- _Requirement_
Tell how many lines of the data below have the string "token" in them. Say nothing more.

- _Data extract_
===============

PR #2176, opened 2024-01-25
Implement ability to have the token groups as a separate claim

s-thiele:
This implements the ability to have the groups claim in the token as a separate variable `groups_claim` to be set in the config, analogous to the username claim in #1978 . If `groups_claim` is not set in the config, it defaults back to the previously hard coded `"wlcg.groups"`.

===============

- _Result of the task_
2